Facebook's Hokkien-English translator models

6 Likes

So there are 4 models, a set of Taigi to English and English to Taigi models trained using UnitY, and another two with S2UT (speech-to-unit translation). Both UnitY and S2UT are transformer-based models that divide audio into smaller acoustic units and have the ability to translate without a text transcript for the input audio. In the case of UnitY, the input is first translated to Mandarin text, and then fed into the model again with Taigi audio and Mandarin transcripts to generate the English audio.

I tried them out and they are pretty accurate. For Taigi I said something like “學語言尚重要ê是環境” and got something like “The most important thing when learning a language is the learning environment”. For English I said “We are having lunch at the German bakery today” and got “阮今仔日佇德國pháng店食中晝”.
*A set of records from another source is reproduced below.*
Issue #369, opened 2021-05-21
Spatial audio is glitchy


nobbele:
```rust
fn main() {
    let (_stream, handle) = rodio::OutputStream::try_default().unwrap();
    let sink =
        rodio::SpatialSink::try_new(&handle, [-2.0, 0.0, 0.0], [1.0, 0.0, 0.0], [-1.0, 0.0, 0.0])
            .unwrap();

    let file = std::fs::File::open("beep.wav").unwrap();

    let source = rodio::Decoder::new(file).unwrap();
    sink.append(source);

    sink.sleep_until_end();
}
```
using this code (use any beep.wav file), nearing the end of the audio, it will start to play the sound in the other ear before switching back.

DaforLynx:
Testing this code with a very short sound (less than half a second) over and over, this glitchiness is even more apparent. And when run in quick succession, the sound will occasionally swap sides for its duration.

denizsincar29:
It is a very serious bug that rodio developers doesn't seam to fix. I also wrote an issue on this.

denizsincar29:
upd. This issue is almost 1 year old! Dear developers. What are you doing for 1 year? Rodio is the most popular crate but has ridiculous bugs.

est31:
@denizsincar29 bumping old threads every now and then is fine-ish, but the way you expressed your frustration is absolutely not. Software often has bugs for way longer than one year. This is a project ran by volunteers, and we are not here to read such comments.

denizsincar29:
yep sorry. I didn't find a crate that would play 3d sound as easy as rodio, and I'm trying to make an audio game for blind people- (i'm also blind). audio games are based on 3d sound and I want to be concentrated on the game logic, not on the millions of lines of code with e.g. hrtf library. Rodio's spatial sink is perfect for that one, because it's easy to use. but buggy.
I know that i was a bit rood maybe...

denizsincar29:
Hello! I updated rodio to the latest version but this bug doesn't seam to be fixed. Is there a way to workarround?

PR #455, opened 2022-11-22
Force `queue` to play sources on frame boundaries

### LINKED ISSUE #444: Audio channels are sometimes reversed depending on debug and release builds
To reproduce:

Run `cargo run --example spatial`. Notice the sound starting from the right.

Run `cargo run --example spatial --release`. Notice the sound starting from the left.

Related to this comment:
- https://github.com/bevyengine/bevy/pull/6028#issuecomment-1253328622

dis-da-moe:
# Purpose
- Fixes #444 
- Fixes https://github.com/bevyengine/bevy/issues/6122

# Problem
As I understand it, this is the issue:

- Previously, when a queue has `keep_alive_if_empty` set to true, and it becomes empty, then it will push a silence lasting 10ms onto the queue.
- This is an issue because `current_frame_len` would have returned the worst case, `512`, and the silence lasts less than that.
- This means that unless the source is added immediately to the queue, and so a silence is never played, then the first actual source could start playing at a frame that is not aligned to its channels, or play at the wrong sample rate.
- This is only determined by when the source is added to the queue after its initialization. This explains why the issue was inconsistent, as it relied on the speed of execution of code which is basically random.

# Solution
- Change the functionality of `Zero` to add a method to create a silence with a certain number of frames.
- Replace the 10ms silence with a silence the length of `THRESHOLD`
- Change queue's `current_frame_len` to return `THRESHOLD` if a silence will be played next.

# Other Changes
At first, I could only reproduce this issue in the bevy game engine where the time a sink is created to when a source is appended can be long. The `spatial` example was the only example where stereo sound mattered, and so the issue was actually audible. However it had a bug where the right ear was at `-1` and the left was at `1`, so that combined with the inconsistency of the bug made it hard to reproduce.

To hopefully prevent stereo bugs in the future, I fixed the `spatial` example and made it clearer what was happening, and added a `stereo`example where the file is played in the right ear and then in the left.


harudagondi:
`stereo` and `spatial` examples worked for me in debug and release builds.

Would it be fine to include @rparrett's sound file here?

est31 (changes requested):
a .wav file of 4.61 MB is way too big of an addition. Check the other files in the directory, they are all less than 1 MB. Is that example needed for something? I don't think we should add it. Otherwise the PR is fine.

dis-da-moe:
Forget to compress. It's needed and only 200kb now.

est31:
What's the license of the file? Can you maybe add it to README.md in the assets dir and explain the license?

dis-da-moe:
I'd need @rparrett to confirm but I assume it would be the same as any other contribution.

est31 (approved):

est31:
So it's MIT OR Apache then. Fine.

DaforLynx:
Possibly fixes https://github.com/RustAudio/rodio/issues/369 too?

dis-da-moe:
Possibly, could you test it and see? Also @est31 do you know when this will be included in a release?

est31:
@dis-da-moe I don't know, i think I want to do a cpal release first, then make a rodio release.

DaforLynx:
@dis-da-moe Testing using what I believe is master, the issue doesn't seem to be fixed. The beginning and end of the beep (pure sine wave) are weird.

https://user-images.githubusercontent.com/13303368/204057398-f0e4f67d-8924-469d-80bf-112cc54b4ac5.mp4

dis-da-moe:
That seems like a separate issue, I'm not sure what causes it.

keigen-shu:
@dis-da-moe I had encountered the issue that this PR proposes to fix before, in #286.

Have you considered what happens if the output channel count is not a factor of 512, like 11?

Prior to this PR, the silence is hard-coded as a single channel 44100Hz sample at 10ms. That is a 441 samples long buffer, which does not make a stereo frame boundary.

I had worked around the issue by simply hard-coding queue.rs, sink.rs and empty.rs to 2, since I only needed it to work with stereo output. Changing the sampling rate, or frame count, would've also worked; as long as it generates a buffer that is a multiple of the output stream channel count.

dis-da-moe:
I haven't considered it since I've never encountered a case where the channel count is not a factor of 512. I assumed that's why 512 was chosen as the length of `THRESHOLD` before hand. If you are able to test the issue and find a solution to it then feel free to.

PR #467, opened 2023-01-11
Add dynamic mixer example

nbennett320:
This example plays a C Major 6th chord by adding four sources, sine waves frequencies of C, E, G, and A, to a `DynamicMixerController`, and appends its respective `DynamicMixer` to a sink.

### DIFF
--- a/examples/mix_multiple_sources.rs
+++ b/examples/mix_multiple_sources.rs
@@ -1,0 +1,28 @@
+use std::time::Duration;
+use rodio::{OutputStream, Sink, dynamic_mixer};
+use rodio::source::{SineWave, Source};
+
+fn main() {
+  // Construct a dynamic controller and mixer, stream_handle, and sink.
+  let (controller, mixer) = dynamic_mixer::mixer::<f32>(2, 44_100);
+  let (_stream, stream_handle) = OutputStream::try_default().unwrap();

The only problem I have is that I could only play the result once, and the player for the result would be broken. I’m not sure if that’s just my Firefox on my phone, or if it’s broken like that for every browser.

Just saw this:

This would be really cool to see if it works. They mention multiple times Hokkien not having a written form but I thought Romaji was the most standard. It seems they’re using texts in Mandarin to fuel building the model which is a bit odd.

1 Like

This is pretty amazing. First time I’ve ever said that about something Facebook has done.

1 Like

Well it’s Meta now

A well-known Taigi scholar Phuann Kho-guân also tried out the models, and gave it a fairly positive review.

These are the sentences that he tried:

「我真佮意–汝,汝有佮意–我無?」
I like you very much. Do you like me?

「阿伯,gâu早!出來運動–hinnh?」
Uncle, good morning. Are you going to the game?

「即號頭路 sí-pē硬斗,我毋做!」
And this job is hard to do but I can’t do it.

The second sentence translated 運動 ūn-tōng as going to the game, which would usually mean going to exercise instead.